The arrangement of struts of FIG. 14 will now be described in detail. Each branched segment 290 includes a primary strut 292 and a plurality of secondary struts 294. The primary strut 292 is preferably straight and radial although the invention is not so limited. The primary strut 292 includes a proximal end 302 that is connected to the hub 286 at an intersection 306. A distal end 304 of the primary strut 292 extends to the perimeter 288. Furthermore, the primary strut 292 includes a first side 308 and a second side 310.
Each secondary strut 294 has a proximal end 312 and a distal end 314. The proximal end 312 is located proximate to the center 284 relative to its distal end 314. The proximal end 312 of each secondary strut 294 is attached to the primary strut 292 at an intersection 316. Each consecutive intersection 316 along the primary strut 292 towards the perimeter 288 is spaced at a distance D. In one variation the distance D is constant and in another variation distance D varies. The secondary struts 294 are arranged such that the secondary struts 294 extending from the first side 308 of the primary strut 292 are substantially parallel with respect to each other and the secondary struts 294 extending from the second side 310 are substantially parallel with respect to each other with all of the distal ends 314 of the secondary struts 294 extending to the perimeter 288. The primary struts 296 that are located between the branched segments 290 are positioned such that they are substantially parallel to adjacent secondary struts 294.
Secondary struts 294 are attached to the primary strut 292 in a branched segment 290 by welding, brazing, pinning, bolting or riveting, for example. Alternatively, the primary strut 292 is provided with slots (not shown) extending in an axial direction.

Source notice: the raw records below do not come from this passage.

PR #64, opened 2020-08-31
Fix the kernel panic caused by an incorrectly calculated amount of DVMT pre-allocated memory on Intel ICL platforms

0xFireWolf:
**Abstract:**

Apple’s graphics driver reads the DVMT value set in the BIOS or the firmware and uses a “magic” formula to calculate the amount of memory in bytes. Unfortunately, the formula only works for a pre-allocated memory size that is a multiple of 32MB. Non-Apple laptops normally set DVMT to 32MB on CFL- platforms, and related kernel panics can be solved by patching the framebuffer properly.  

However, problem arises as laptops now have DVMT set to 60MB on ICL+ platforms by default, and the framebuffer controller ends up with initializing the stolen memory manager with an incorrect amount of pre-allocated memory. Later, the accelerator driver fails to read the SKU number and reports a kernel panic of an unsupported ICL SKU. We could manually fix this issue, but then the accelerator cannot allocate objects on the stolen memory area, and hence another kernel panic is triggered inside the `IGAccelTask::withOptions()` function.

Even though one might be able to modify DVMT settings via `EFI shell` or `RU.EFI`, these methods are not applicable to some laptops, such as Surface Pro 7, that use custom firmware or have a strict BIOS protection. As such, this patch locates instructions related to calculating the amount of memory available and identifies which register stores the final result. It calculates the correct number of bytes beforehand and finds the proper instruction to copy the value to the result register. Consequently, the framebuffer controller will initialize the memory manager with proper values and aforementioned kernel panics can be avoided.

**Future Maintainability:**

As mentioned in the last pull request, `IGFX` contains massive code and is getting hard to work with. In order to ease the development of new patches, I would like to propose the following changes.

My intention is to separate the giant IGFX module into many tiny submodules. I extract an interface `PatchSubmodule` to define a submodule for a patch, and it would be easier for IGFX to interact with each submodule. Ideally, IGFX maintains a collection of submodules, and when it processes the kernel, the request will be redirected to the `processKernel()` function implemented by each submodule. (same for `processKext()`)

As such, each submodule checks the boot argument to determine whether it should be enabled and routes functions if necessary, and we no longer need to keep adding huge blocks of code to IGFX’s `process*()` functions. Additionally, IGFX uses the public properties, `enabled`, `requiresPatchingFramebuffer` and `requiresPatchingGraphics` to determine whether it should enable the submodule and disable kext patching or not.

DVMT calculation fix is implemented as a separate submodule, and you could see how it is used by IGFX in my comments. Let me know if this is acceptable.

Thank you.

-- FireWolf


vit9696:
Hi, thx for the changes. Could you explain why simply patching the framebuffer to require less DVMT memory fails? Is it the calculation itself in the driver that is wrong? If so, could you please provide more details on it?

0xFireWolf:
> Hi, thx for the changes. Could you explain why simply patching the framebuffer to require less DVMT memory fails? Is it the calculation itself in the driver that is wrong? If so, could you please provide more details on it?

The graphics memory size (GMS) can be found in PCI0,2,0 at offset 0x50. The high 8 bits store the DVMT pre-allocated memory value set in BIOS. For example, 0x01, 0x02, ..., 0x10 represents 32MB, 64MB, ..., 512MB, while 0xF0, 0xF1, ... 0xFE represents 4MB, 8MB, ..., 60MB.

You could find all possible DVMT values from Section 4.1.28 in Intel's manual at [here](https://www.intel.com/content/www/us/en/products/docs/processors/core/10th-gen-core-families-datasheet-vol-2.html).

Apple uses a "magic" formula `(GGCRegisterValue << 0x11) & 0xFE000000` to calculate the size of pre-allocated memory in bytes, where `GGCRegisterValue` is the 16-bit integer read from 0x50. For example, if the value is `0x01FF` (i.e DVMT = 32MB and we don't care about low 8 bits), the output of the above formula is `(0x01FF << 0x11) & 0xFE000000 = 0x2000000 = 33554432 Bytes = 32 MB`. However, if the value is `0xFEFF` (i.e. DVMT = 60MB), the output becomes 0. 

Previously, laptops have DVMT set to 32M on CFL- platforms, so this calculation is not an issue, and we only need to patch the framebuffer. Nowadays, Ice Lake-based laptops have DVMT set to 60M instead, so the calculation in the driver becomes problematic.

Hope this could clarify the problem. 

-- FireWolf

WhateverGreen/kern_igfx.cpp
```diff
@@ -593,6 +605,10 @@ bool IGFX::processKext(KernelPatcher &patcher, size_t index, mach_vm_address_t a
 			}
 		}
 
+		// We could iterate through each submodule and redirect the request if and only if the submodule is enabled
+		if (modDVMTCalcFix.enabled)
+			modDVMTCalcFix.processKext(patcher, index, address, size);
```
vit9696, line 610: `processKext` is clearly wrong for the name of this function, as it only processes the framebuffer kext. At the very least I will ask it to be renamed to `processFramebufferKext`.

WhateverGreen/kern_igfx_memory.cpp
```diff
@@ -0,0 +1,199 @@
...
+		SYSLOG("igfx", "DVMT: This fix is not available on the current platform and has been disabled.");
+		return;
+	}
+		
+	// Enable the fix if designated boot argument or device property is found
+	enabled = checkKernelArgument("-igfxdvmt");
+	if (!enabled)
+		enabled = info->videoBuiltin->getProperty("enable-dvmt-calc-fix") != nullptr;
+	
+	// Read the DVMT preallocated memory set in BIOS from the GMCH Graphics Control field at 0x50 (PCI0,2,0)
```
vit9696, line 33: I do not believe this code should execute when `enabled` is false.

WhateverGreen/kern_igfx_memory.cpp
```diff
@@ -0,0 +1,199 @@
...
+	// TODO: Lilu needs to be updated to define the enumeration case `kIOPCIConfigGraphicsControl`
+	auto gms = WIOKit::readPCIConfigValue(info->videoBuiltin, /*WIOKit::kIOPCIConfigGraphicsControl*/ 0x50, 0, 16) >> 8;
```
vit9696, line 35: To read PCI configuration value you need call `WIOKit::awaitPublishing` as it will otherwise crash on Big Sur.

WhateverGreen/kern_igfx_memory.cpp
```diff
@@ -0,0 +1,199 @@
...
+		
+		// Guard: Should be able to disassemble the function
+		if (handle.flags & F_ERROR) {
+			SYSLOG("igfx", "DVMT: Failed to disassemble FBMemMgr_Init().");
+			break;
+		}
+		
+		// Instruction: shll $0x11, %???
+		// 3 bytes long if DSTReg < %r8d, otherwise 4 bytes long
+        if (handle.opcode == 0xC1 && handle.imm.imm8 == 0x11) {
```
vit9696, line 138: Something is up with the indentation here and below.

WhateverGreen/kern_igfx_memory.cpp
```diff
@@ -0,0 +1,199 @@
...
+		dvmt = gms * 32;
+	} else if (gms >= 0xF0 && gms <= 0xFE) {
+		dvmt = ((gms & 0x0F) + 1) * 4;
+	} else {
+		SYSLOG("igfx", "DVMT: GMS value is reserved. Check your BIOS settings. DVMT will be set to 0.");
+		return;
+	}
+	
+	DBGLOG("igfx", "DVMT: GMS value is 0x%02x; DVMT pre-allocated memory is %d MB.", gms, dvmt);
+	info->videoBuiltin->setProperty("fw-dvmt-gms-field-value", gms, 8);
```
vit9696, line 54: Is this for debugging? If so, guard it with ifdef DEBUG maybe?

WhateverGreen/kern_igfx.cpp
0xFireWolf: `processKext()` is defined in the interface `PatchSubmodule`. From the perspective of `PatchSubmodule`, it is possible that another concrete type implements this function to process the graphics accelerator kext instead.

Or do you suggest that we should modify the `PatchSubmodule` interface to separate kext processing into two functions, `processFramebufferKext()` and `processAcceleratorKext()`?

i.e. The new interface definition is as follows.

```
class PatchSubmodule {

    // ... Omitted ...

    virtual void processKernel(KernelPatcher &patcher, DeviceInfo *info) = 0;

    virtual void processFramebufferKext(KernelPatcher &patcher, size_t index, mach_vm_address_t address, size_t size) = 0;

    virtual void processAcceleratorKext(KernelPatcher &patcher, size_t index, mach_vm_address_t address, size_t size) = 0;
};
```

WhateverGreen/kern_igfx_memory.cpp
0xFireWolf:
```
// Enable the fix if designated boot argument or device property is found
enabled = checkKernelArgument("-igfxdvmt");
if (!enabled)
	enabled = info->videoBuiltin->getProperty("enable-dvmt-calc-fix") != nullptr;
```

I believe that the code enables the patch if either the boot argument exists or the device property is defined.
I remember that this is the usual way to enable a patch, as I was corrected by someone else in a PR last year.
Are there any issues?

WhateverGreen/kern_igfx_memory.cpp
0xFireWolf: Not exactly for debugging, but I think it's better to make it only available in DEBUG version.

WhateverGreen/kern_igfx_memory.cpp
0xFireWolf: Fixed. Thanks for pointing that.

WhateverGreen/kern_igfx.cpp
vit9696: Probably the latter.

WhateverGreen/kern_igfx_memory.cpp
vit9696: I meant that the code after these checks has no real benefit to execute when `enable` is false.

WhateverGreen/kern_igfx.cpp
0xFireWolf: Done.

WhateverGreen/kern_igfx_memory.cpp
0xFireWolf: Ah, my bad. Sorry about that. I was thinking of always reading the DVMT value and adding it to the registry.

Fixed.

WhateverGreen/kern_igfx_memory.cpp
```diff
@@ -0,0 +1,212 @@
...
+			andlAddr = startAddress;
+			andlSize = handle.len;
+			andlDstr = (handle.rex_b << 3) | handle.modrm_rm;
+			SYSLOG("igfx", "DVMT: Found the andl instruction. Length = %d; DSTReg = %d.", andlSize, andlDstr);
+		}
+		
+		// Guard: Calculate and apply the binary patch if we have found both instructions
+		if (shllAddr && andlAddr) {
+			// Update the `movl` instruction with the actual amount of DVMT preallocated memory
+			*(uint32_t*) (movl + 2) = dvmt;
```
vit9696, line 168: Why does not this need enabling kernel writing? Is there anything wrong with the control flow?

Also, please use the C++ casts.

WhateverGreen/kern_igfx.hpp
```diff
@@ -499,6 +499,95 @@ class IGFX {
...
+		
+		/**
+		 *  True if this submodule requires patching the graphics acceleration driver
+		 */
+		bool requiresPatchingGraphics {false};
+		
+		/**
+		 *  Initialize any data structure required by this submodule if necessary
+		 */
+		virtual void init() = 0;
```
vit9696, line 531: Do not make (any) functions pure virtual in my opinion. Just provide empty body for them. This will make it much easier to implement in subsequent submodules.

WhateverGreen/kern_igfx.hpp
```diff
@@ -499,6 +499,95 @@ class IGFX {
...
+		/**
+		 *  Process the accelerator kext, retrieve and/or route functions if necessary
+		 *
+		 *  @param patcher KernelPatcher instance
+		 *  @param index   kinfo handle
+		 *  @param address kinfo load address
+		 *  @param size    kinfo memory size
+		 *  @note This funbction is called when the main IGFX module processes the kext.
+		 */
+		virtual void processAcceleratorKext(KernelPatcher &patcher, size_t index, mach_vm_address_t address, size_t size) = 0;
```
vit9696, line 567: Is Accelerator kext — graphics kext? This is a bit not obvious as everything else uses graphics term. Maybe rename?

WhateverGreen/kern_igfx.cpp
```diff
@@ -593,6 +605,10 @@ bool IGFX::processKext(KernelPatcher &patcher, size_t index, mach_vm_address_t a
 			}
 		}
 
+		// We could iterate through each submodule and redirect the request if and only if the submodule is enabled
+		if (modDVMTCalcFix.enabled)
+			modDVMTCalcFix.processFramebufferKext(patcher, index, address, size);
```
vit9696, line 610: I believe a similar call to graphics kext is missing.

vit9696:
This looks good to me aside the last comments I left. I want to merge this into this release if possible.

WhateverGreen/kern_igfx.cpp
0xFireWolf: Yes, but not here. Fixed.

WhateverGreen/kern_igfx.hpp
0xFireWolf: Yes, it is the graphics kext. Sure, to make things consistent. 
Fixed.

WhateverGreen/kern_igfx.hpp
0xFireWolf: Make sense. A concrete type does not have to implement unnecessary functions.
Fixed.

WhateverGreen/kern_igfx_memory.cpp
0xFireWolf: `movl` is a local buffer that contains the bytes to be replaced. At this moment, we are not modifying kernel's memory. Later, we apply two patches via `lilu_os_memcpy()`.

Ah, I forgot to change the cast, as I was testing my patch in another C project. 
Fixed.

0xFireWolf:
> This looks good to me aside the last comments I left. I want to merge this into this release if possible.

Thanks for your reviewing. Let me know if there are any nuances to be fixed.

WhateverGreen/kern_igfx.hpp
```diff
@@ -499,6 +499,93 @@ class IGFX {
...
+	public:
+		/**
+		 *  Virtual destructor
+		 */
+		virtual ~PatchSubmodule() = default;
+		
+		/**
+		 *  True if this submodule should be enabled
+		 */
+		bool enabled {false};
```
07151129, line 516: Why duplicate this with `available`? Just don't set `enabled` if you want to disable the patch.

WhateverGreen/kern_igfx.hpp
```diff
@@ -499,6 +499,93 @@ class IGFX {
 		static bool forceWakeWaitAckFallback(uint32_t, uint32_t, uint32_t);
 		static void forceWake(void*, uint8_t set, uint32_t dom, uint32_t);
 	} ForceWakeWorkaround;
+	
+	/**
+	 *  Interface of a submodule to fix Intel graphics drivers
+	 */
+	class PatchSubmodule {
```
07151129, line 506: I'm unsure about this polymorphic design. It would be beneficial to store generalised patch pointers in a vector and iterate over those, but we are not doing that, so the advantage is lost.

WhateverGreen/kern_igfx.hpp
```diff
@@ -499,6 +499,93 @@ class IGFX {
...
+	public:
+		/**
+		 *  Virtual destructor
+		 */
+		virtual ~PatchSubmodule() = default;
```
07151129, line 511: When are we ever destructing a patch?

WhateverGreen/kern_igfx_memory.cpp
```diff
@@ -0,0 +1,209 @@
...
+		patcher.clearError();
+		return;
+	}
+	
+	//
+	// Locate Apple's formula: (GGCRegValue << 0x11) & 0xFE000000
+	//
+	// macOS Catalina 10.15.6 (19G2021)
+	// loc_3f61f: movl $0x50, %esi
+	// loc_3f624: call __ZN11IOPCIDevice20extendedConfigRead16Ey
```
07151129, line 82: Can't we just use the hook of `extendedConfigRead` then, instead of patching the opcodes? WhateverGreen hooks  it anyway.

WhateverGreen/kern_igfx_memory.cpp
```diff
@@ -0,0 +1,209 @@
...
+			andlAddr = startAddress;
+			andlSize = handle.len;
+			andlDstr = (handle.rex_b << 3) | handle.modrm_rm;
+			SYSLOG("igfx", "DVMT: Found the andl instruction. Length = %d; DSTReg = %d.", andlSize, andlDstr);
+		}
+		
+		// Guard: Calculate and apply the binary patch if we have found both instructions
+		if (shllAddr && andlAddr) {
+			// Update the `movl` instruction with the actual amount of DVMT preallocated memory
+			*reinterpret_cast<uint32_t*>(movl + 2) = dvmt;
```
07151129, line 166: Is this preceded with `setKernelWriting`?

WhateverGreen/kern_igfx.hpp
0xFireWolf: My intention is that this fix is available for ICL but can be backported to older platforms. As far as I know, older laptops normally have DVMT set to 32MB or 64MB, but it is possible that a weird one sets it to other values which are not supported by the formula. I left this `available` property on purpose to prevent users from misusing the patch as well. (Not all users will carefully read the manual.)

WhateverGreen/kern_igfx.hpp
0xFireWolf: That's my proposal and expectation mentioned above. It would be easier to make new patches if we separate the giant IGFX module into multiple tiny submodules. Yes, ideally IGFX should store a collection of pointers to submodules and iterate over them.

WhateverGreen/kern_igfx.hpp
0xFireWolf: Previously, `PatchSubmodule` contains only pure virtual functions. As vit9696 suggests, I should make them non-pure and provide default empty implementations. I thought a virtual destructor is required if I want to make a class behave like an interface in C++. Maybe we no longer require the virtual destructor in this case?

WhateverGreen/kern_igfx_memory.cpp
0xFireWolf: No, we can't. The value read from PCI config space is valid but not compatible with Apple's formula. The value indicates the actual amount of DVMT memory preallocated by BIOS (e.g. 60MB), and we cannot fake it to pretend that we have allocated 64MB instead.

WhateverGreen/kern_igfx_memory.cpp
0xFireWolf: See above: https://github.com/acidanthera/WhateverGreen/pull/64#discussion_r480917666.

WhateverGreen/kern_igfx.hpp
07151129: What I meant is that patch deallocation newer appears to happen in WhateverGreen anyway.

WhateverGreen/kern_igfx.hpp
07151129: So why can't you use the single variable, `enabled`, for exactly that purpose?

vit9696: Because they are split in time?

0xFireWolf: Because `enabled` can be controlled by the boot argument or the device property, and then it is hard to know whether an user is trying to enable the patch on an unavailable platform.

WhateverGreen/kern_igfx_memory.cpp
07151129: What if you report a lower multiple of 32MB instead?

0xFireWolf: Based on my experiment, 32MB is too small for some laptops, such as Surface Pro 7, with a high resolution display. There must be a reason why OEM chooses 60MB as a default value for DVMT preallocated memory on Ice Lake, so I think it's better to use their default value instead of trying to lower it down. (Well, if one could modify their BIOS settings via EFI shell or RU.EFI, they could always choose a higher value.)

07151129: I see. Perhaps this could be implemented in OpenCore then? That would simplify the kernelspace part quite a bit...

vit9696: It cannot be.

07151129: To document this a little, the problem is that DVMT config via the GMS register is impossible after the register gets locked for read-only access in PEI. Thus neither the bootloader nor the kernel can reconfigure it, and we must resort to teaching the driver to work with the given size. It may still be possible to provide a different size using OpRegion, but I wouldn't rely on that.

kocoman1:
A bit offopic but I don't know how to contact FireWolf, I hope vit9696 will keep this thread 
I have a HD4000 Ivy Bridge that installed coreboot, I get this panic.

AppleIntelCapriController::FBMemMgr_Init(AppleIntelCapriController *this)

/Library/Caches/com.apple.xbs/Sources/GPUDriversIntel/GPUDriversIntel-14.5.22/IONDRV/IVB/AppleIntelFramebuff"
            "er/AppleIntelController.cpp:14147 Assertion failed: (0 == i) || ((pfbInfo->rangeStolen.physBase - pfbInfoPre"
            "v->rangeStolen.physBase) == fFramebufferMemorySize) \

I don't understand what the error above means, and also from the decompiled AppleIntelFramebufferCapri.c code from ida, but can anyone tell me whats wrong, I ran the -igfxdvmt (after some patch to force it to run) and it says my Dvmt is 64mb and no patch needed.

Is it from this?

(linux with 0x06 debug)
[    8.994523] [drm:i915_gem_object_create_stolen_for_preallocated [i915]] creating preallocated stolen object: stolen_offset=0x0000000000000000, gtt_offset=0x0000000000000000, size=0x0000000000500000

[    9.005900] [drm:i915_init_ggtt [i915]] clearing unused GTT space: [501000, 80000000]

vs


[    9.558873] [drm:i915_gem_object_create_stolen_for_preallocated [i915]] creating preallocated stolen object: stolen_offset=0x0000000000000000, gtt_offset=0x0000000000000000, size=0x0000000000300000

[    9.575057] [drm:i915_init_ggtt [i915]] clearing unused GTT space: [301000, 80000000]

The size difference 500000 vs 300000?

I can try to nop the jz so it skips the debugger call and see what happens..

Thanks for any hints

WhateverGreen/kern_igfx_memory.cpp
1alessandro1: @vit9696 Could this be implemented as a separate driver loaded from the "ConnectDrivers" section on OpenCore's config.plist?

1alessandro1: Instead of implementing it in OpenCore.efi main driver

CobanRamo:
Hello @0xFireWolf ,
I hope that I'm right here
I think with this build (https://github.com/acidanthera/WhateverGreen/commit/80f4727765d79e7ce0c0d2dac4e2517981e50138) there are new problems with i7-1065G7 Graphic.
With this build, Catalina 15.7 & BigSur Beta 10 will no longer start.
With the previous build I was able to install and start both OS without problems.
With CT the black screen remains, with BS there is a panic restart.

m0d16l14n1:
@CobanRamo remove boot-args of properties for LSPCON and Enhanced Maximum Link Rate Fix

I got black screen too, if there are boot-args to enable that fixes

eslamm2500:
first i got painc and the last update fixed it with 2 boot-arg and it load
succes but many times open in black screen so now what the fix ?
intel 1065g7

CobanRamo:
@m0d16l14n1 

actually, should have figured it out myself.
Can confirm, without boot-args or properties everything works again.

Thank you

eslamm2500:
some people told me that thay face the same problem (black screen) and
fixed by old version af lilu or vituralsmc
the problem is the laptop open and dedect the graphic card but when it open
there is some thing like glitch and when restart it gives me black screen
many times (like it power off not low brightness ) (tried it without device
brightness and got the same problem )
the laptob is dell 3593 with 1065g7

The slots are sized to receive a modified secondary strut. The modified secondary strut is modified to have a V-shape. As a result, the modified secondary strut has two distal ends with the apex of the angled modified secondary strut forming an intersection with primary strut when the modified secondary strut is passed through the slot. The slot may be adapted to firmly secure the modified secondary strut without welding or brazing by methods well known in art. This alternative construction is advantageous because the modified secondary strut would be substantially secured yet free enough to expand or contract in response to thermal gradients without creating stress concentrations.
Referring now to FIG. 15, there is depicted yet another variation of a support structure 318. The support structure 318 includes a center 320 illustrated in FIG. 15 as a hub 322 having a circular cross-section. Of course, the center 320 need not be a hub 322 but may be a single intersection for example. In addition, the overall shape of the support structure 318 may not be circular. The center 320 is not necessarily coincident with the geometric center of the support structure. The center is a central intersection or hub that may or may not be at the geometric center of the support structure. The support structure 318 includes an outer ring 324 that defines an outer perimeter 326. The support structure 318 includes six primary struts 328 oriented about the center 320 and designated with the letter B. Each of the primary struts 328 has a proximal end 330 and a distal end 332. The proximal end 330 is proximally located to the center 320 relative to the distal end 332. Each primary strut 328 is connected to the hub 322 at its proximal end 330 forming an intersection 334 and is connected to the outer ring 324 at its distal end 332 to form an intersection 336 with the outer ring 324. The primary strut is preferably radial and can be attached to the hub 322 and outer ring by any combination of welding, brazing, tongue-and-slot or other method described herein or known to a person skilled in the art.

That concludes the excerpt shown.